Suddenly the removalists had put the desk down to watch.

And suddenly Angus was standing up on the tractor, holding a dog firmly under each arm, as if he was afraid they might interrupt.

Nothing interrupted.

‘Marry me,’ Max said again, and he took her hand in his and held it to his lips.

This was crazy. Mad.

It was muddy. He was kneeling in the mud, asking her if she’d marry him.

She had an audience hanging on her response.

Joy began to well up inside her-clearly, this could be no dream.

She knelt down, too.

‘Your dress,’ he said, in mock horror.

‘Blue and brown’s great,’ she said, and her eyes were inches from his. She had both his hands in hers. She had him right where she wanted him.

‘Ask me again,’ she said.

‘I think I’ve forgotten. What was the question?’

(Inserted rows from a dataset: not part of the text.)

PR #10220, opened 2024-10-10
UCT/GDRCOPY: Add rcache overhead for AMD Milan systems

ivankochin:
## What
Add rcache lookup overhead to gdrcopy perf estimation. Now it is just part of CPU overhead, but later should be moved to separate perf node.

## Why ?
To fix broad degradation for osu_latency inter-node d2d d2h on rock cluster.


brminich (dismissed):

ivankochin:
During performance testing on DGX several significant degradations were detected so it was decided to patch latency only for AMD Milan systems.

brminich (approved):

yosefe (approved):

PR #10221, opened 2024-10-10
UCT/TEST: Fixed race condition in test_sockaddr

shasson5:
## What
Fixed race condition when waiting for client disconnect event.

## Why ?
Prevent `concurrent_handle_conn_req_and_close_listener` test failure with the following error:
```
{{2024-09-25T05:13:37.8435372Z Value of: m_ep_client_data.empty()}}
{{2024-09-25T05:13:37.8436767Z   Actual: false}}
{{2024-09-25T05:13:37.8438018Z Expected: true}}
```

### DIFF
--- a/test/gtest/uct/test_sockaddr.cc
+++ b/test/gtest/uct/test_sockaddr.cc
@@ -547,7 +547,6 @@ protected:
         remote_data = connect_args->remote_data;
         status      = connect_args->status;
 
-        self->handle_client_connecting_status(status);
         if (status == UCS_OK) {
             EXPECT_TRUE(ucs_test_all_flags(remote_data->field_mask,
                                            (UCT_CM_REMOTE_DATA_FIELD_CONN_PRIV_DATA_LENGTH |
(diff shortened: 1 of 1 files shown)


test/gtest/uct/test_sockaddr.cc
```diff
@@ -565,6 +564,8 @@ class test_uct_sockaddr : public uct_test {
         } else {
             self->del_user_data(sa_user_data);
         }
+
+        self->handle_client_connecting_status(status);
```
yosefe, line 568: why moving handle_client_connecting_status to the end fixed the issue? it just updates m_state

shasson5: there is a race condition between `m_state` and `m_ep_client_data` which can be observed in line 1094:
```
    wait_for_bits(&m_state, TEST_STATE_SERVER_REJECTED |
                            TEST_STATE_CLIENT_GOT_REJECT);
```

yosefe: So the race is because handle_client_connecting_status adds TEST_STATE_CLIENT_GOT_REJECT to m_state which is atomic
pls add comment before line 568, swap order of lines 562-563 and make counters like m_client_connect_cb_cnt also atomic:
```c
    volatile int           m_client_connect_cb_cnt,
                           m_server_connect_cb_cnt;
    volatile int           m_server_disconnect_cnt, m_client_disconnect_cnt;
```

shasson5:
@yosefe please review

yosefe (approved):

PR #6745, opened 2021-05-01
UCP/RKEY/TEST: Refactor rkey pack/unpack and tests

yosefe:
# Why
Preparation for passing system topology information in rkey buffer

PR #4153, opened 2019-09-04
IFACE/STUB-AM-HANDLER: added dump of payload

hoopoepg:
- added dump of payload (first 64 bytes) into
  stub AM handler to simplify debugging

PR #10223, opened 2024-10-11
UCP/ASAN: Fixed ASAN detected buffer overflow

iyastreb:
## What
When running ucp_perftest_daemon with ASAN and trace logs, 2 buffer overflows are detected, both related to HEX dump of mkey/rkey. The regression was introduced in PR: https://github.com/openucx/ucx/pull/6745

The original hex dump was correct: https://github.com/openucx/ucx/pull/4153/files#diff-81ab501a3a76470dfbfe72e890118aa3083efe0434532272d12f2d5614047ec7R92
Then the impl was refactored to use common serialization API. And the issue is that `ucs_serialize_next_raw` already advances the pointer, so we dump the garbage value behind the key bytes

### DIFF
--- a/src/ucp/core/ucp_rkey.c
+++ b/src/ucp/core/ucp_rkey.c
@@ -174,7 +174,8 @@ UCS_PROFILE_FUNC(ssize_t, ucp_rkey_pack_memh,
         }
 
         ucs_trace("rkey %s for md[%d]=%s",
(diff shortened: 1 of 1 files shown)


brminich (approved):

brminich:
@yosefe, seems to be low risk for 1.18

tvegas1 (approved):

PR #10226, opened 2024-10-14
UCS/MPMC: Don't assume pointer validity without lock

tvegas1:
## What
Don't check for pointer validity when accessing without lock.

## Why ?
We cannot assume stable memory content outside of lock.

## How ?
Add and use specific function for unlocked accesses as it's racing with either free or alloc path.

### Original failure
```
[ RUN      ] test_mpmc.multi_threaded <> <>
[swx-rdmz-ucx-gpu-01:31308:4:35972]       debug.c:1339 Fatal: (queue)->ptail at: 0x6020002503b0 is poisoned
```

### New log
```
queue.h:73   Assertion `!__asan_region_is_poisoned((void*)((queue)->ptail), sizeof(*(queue)->ptail))' failed: (queue)->ptail: address=0x602000055ed0 size=8
```

### DIFF
--- a/src/ucs/datastruct/mpmc.c
+++ b/src/ucs/datastruct/mpmc.c
@@ -59,7 +59,7 @@ ucs_status_t ucs_mpmc_queue_pull(ucs_mpmc_queue_t *mpmc, uint64_t *value_p)
     ucs_status_t status = UCS_ERR_NO_PROGRESS;
     ucs_mpmc_elem_t *elem;
 
-    if (ucs_queue_is_empty(&mpmc->queue)) {
+    if (ucs_mpmc_queue_is_empty(mpmc)) {
         return status;
     }
 
--- a/src/ucs/datastruct/mpmc.h
+++ b/src/ucs/datastruct/mpmc.h
@@ -93,7 +93,7 @@ void ucs_mpmc_queue_remove_if(ucs_mpmc_queue_t *mpmc,
  */
 static inline int ucs_mpmc_queue_is_empty(ucs_mpmc_queue_t *mpmc)
 {
-    return ucs_queue_is_empty(&mpmc->queue);
+    return ucs_queue_is_empty_no_deref(&mpmc->queue);
 }
 
 #endif
--- a/src/ucs/datastruct/queue.h
+++ b/src/ucs/datastruct/queue.h
@@ -58,12 +58,20 @@ ucs_queue_is_tail(ucs_queue_head_t *queue, ucs_queue_elem_t *elem)
 }
 
 /**
+ * @return Whether the queue is empty without assumption on pointer validity
+ */
+static inline int ucs_queue_is_empty_no_deref(const ucs_queue_head_t *queue)
+{
+    return queue->ptail == &queue->head;
+}
+
+/**
  * @return Whether the queue is empty.
  */
 static inline int ucs_queue_is_empty(const ucs_queue_head_t *queue)
 {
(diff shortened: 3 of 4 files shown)


src/ucs/datastruct/mpmc.c
```diff
@@ -59,7 +59,7 @@ ucs_status_t ucs_mpmc_queue_pull(ucs_mpmc_queue_t *mpmc, uint64_t *value_p)
     ucs_status_t status = UCS_ERR_NO_PROGRESS;
     ucs_mpmc_elem_t *elem;
 
-    if (ucs_queue_is_empty(&mpmc->queue)) {
+    if (ucs_queue_is_empty_no_deref(&mpmc->queue)) {
```
iyastreb, line 62: I doubt this is the best way to fix it.
I see the only usage of `ucs_mpmc_queue_pull` in production code:
```C
async.c
    while (!ucs_mpmc_queue_is_empty(&async->missed)) {
        status = ucs_mpmc_queue_pull(&async->missed, &value);
```
So from there we also check the queue size without taking a mutex, which may end up with the same crash, right?
I think we better change this function:
```C
static inline int ucs_mpmc_queue_is_empty(ucs_mpmc_queue_t *mpmc)
{
    return ucs_queue_is_empty(&mpmc->queue);
}
```
And call it from ucs_mpmc_queue_pull maybe?

iyastreb: In addition to that, I'm not sure at all what's the advantage of this micro-optimisation.
It's fragile and error-prone, and also not surer reliable. Accessing shared data without a lock is typically not a good idea. Without acquiring a lock the changes made in one thread might not be visible in another one until some memory fence call occurs. IMO better do it properly with spin lock acquisition, especially if it is not in the hot path

tvegas1: please note the intent of that code (meant for busy polling as i understand it) is to check if it _could_ be not empty. doing that, there is _no_ dereference. if it _could_ be not empty, then the code checks again, under the lock this time to confirm. with contention i saw (huge) benefit with this scheme.

also the crash is purely asan checking related, as it implicitly dereferences the `->tail` pointer.

iyastreb: Right, I see. Basically what I wanted to say in the last comment is that this check is not reliable, because without acquiring a lock thread might not see the write from another thread, meaning that we may return even if queue is not empty (due to visibility across threads).
That may be totally fine to skip updates, will catch up on them later, if you say performance gain is big

And what do you think about my first comment: since ucs_mpmc_queue_is_empty is actually used to check the queue size, it should be also probably using `no_deref` version

iyastreb: ah, you already implemented that)
Maybe just use `ucs_mpmc_queue_is_empty` here?

tvegas1: fixed

iyastreb (approved):

brminich:
why is `__asan_region_is_poisoned` assertion triggered if you removed the check from `ucs_mpmc_queue_pull`?

tvegas1:
> why is `__asan_region_is_poisoned` assertion triggered if you removed the check from `ucs_mpmc_queue_pull`?

With this PR, no assertion can be seen anymore. As I also changed, the assertion line format with added `size`, I mentioned the resulting output, for reference. Please let me know if I got your question right.

brminich (approved):

yosefe (approved):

‘Something about marriage.’

‘Right, that,’ he said, sounding dazed. And then he swore. ‘I knew I forgot something. Hang on a minute.’ And he reached round to his back pocket and found a box. A tiny crimson box.

He flicked it open.

It wasn’t a ring. It was a single diamond, perfect, sparkling in the sunlight. Making her catch her breath with wonder.

‘I didn’t know how you’d like it set,’ he said. ‘So I thought… There’s so much you’ve done because you had no choice. I thought if you said yes…’

‘If I said yes…

‘If you said yes,’ he went on resolutely, ‘we can get it set any way you want. We can surround it with rubies. We can embed it in gold or mount it on platinum. You can have a woven plait band or a smooth one. Anything you like, my love. As long as you take me.’

‘A package deal, huh?’

‘A package indeed,’ he said, and cast an amused look around at their audience. ‘A family. A medical centre. A medical partnership. Love. All or nothing, my beautiful Maggie. So I’m asking you again, and I’m thinking surely this time you need to answer. Maggie Croft, love of my heart, please will you marry me?’

And what was a girl to say to that?

She put her hands on his face. She drew a deep breath and she smiled into his loving eyes.

And she cast her future to the wind, to blow where it willed, with this man beside her.

‘Yes,’ she whispered. ‘Yes, I will. My love. My heart. My life.’